LLMs for Generation of Architectural Components: An Exploratory Empirical Study in the Serverless World
Shrikara Arun, Meghana Tedla, Karthik Vaidhyanathan
TL;DR
The paper investigates whether large language models can automatically generate software architectural components in a Function-as-a-Service (serverless) context. Through an exploratory empirical study using function masking and prompts of increasing contextual detail, the authors evaluate functional correctness and code quality against real repositories. They find that larger LLMs and richer context (Type 3 prompts) yield higher test-pass rates and more comparable code quality, though autonomous, fully human-free generation remains challenging. The work emphasizes the value of human-in-the-loop GenAI for architectural component generation and identifies data quality and benchmarking gaps as critical future bottlenecks. Overall, the study provides a first empirical characterization of GenAI-assisted architectural component generation and outlines concrete directions for improving next-generation SA tooling.
Abstract
Recently, the exponential growth in capability and pervasiveness of Large Language Models (LLMs) has led to significant work done in the field of code generation. However, this generation has been limited to code snippets. Going one step further, our desideratum is to automatically generate architectural components.
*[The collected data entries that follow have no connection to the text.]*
PR #14573, opened 2026-02-01
chore(gen2-migration): mark features as "untested" in migration guide

iliapolo:
There are many features that we still haven't validated with proper testing, but may actually work. Right now, these features are marked with ❌ and stop people from trying it out. Given this is still a beta, we can afford to be less strict here. 

This PR introduces an "untested" marking to encourage folks to try it out and give us feedback.

----

### DIFF
--- a/GEN2_MIGRATION_GUIDE.md
+++ b/GEN2_MIGRATION_GUIDE.md
@@ -565,24 +565,24 @@ by the CLI setting that configures them.
 
 - 🟢 **Do you want to add User Pool Groups**
 
-- 🔴 **Do you want to add an admin queries API**
+- ⚠️ **Do you want to add an admin queries API**
 
 - ➤ **Multifactor authentication (MFA) user login options**
 
   - 🟢 `OFF`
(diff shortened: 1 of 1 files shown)


GEN2_MIGRATION_GUIDE.md
```diff
@@ -525,114 +525,112 @@ by the CLI setting that configures them.
...
-> - ❌ | Unsupported.
-> - ✅ | Fully automated.
-> - ⚠️ | Partially supported. Includes indication whether it lacks support for `generate` or `refactor`.
-
-- If a feature is not supported for `refactor` you will not be able to fully migrate the app. You can however still generate 
-and deploy it to test whether code generation works properly.
-- If a feature is not supported for `generate` you will be able to manually augment the generated code 
-to add the necessary configuration.
-- Unsupported features naturally don't support either command.
+> - 🔴 | Unsupported.
```
iliapolo, line 528: Decided to switch to standard stop light signs.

This would not only speed up development time, but would also enable us to eventually completely skip the development phase, moving directly from design decisions to deployment. To this end, we conduct an exploratory study on the capability of LLMs to generate architectural components for Functions as a Service (FaaS), commonly known as serverless functions. The small size of their architectural components make this architectural style amenable for generation using current LLMs compared to other styles like monoliths and microservices. We perform the study by systematically selecting open source serverless repositories, masking a serverless function and utilizing state of the art LLMs provided with varying levels of context information about the overall system to generate the masked function. We evaluate correctness through existing tests present in the repositories and use metrics from the Software Engineering (SE) and Natural Language Processing (NLP) domains to evaluate code quality and the degree of similarity between human and LLM generated code respectively. Along with our findings, we also present a discussion on the path forward for using GenAI in architectural component generation.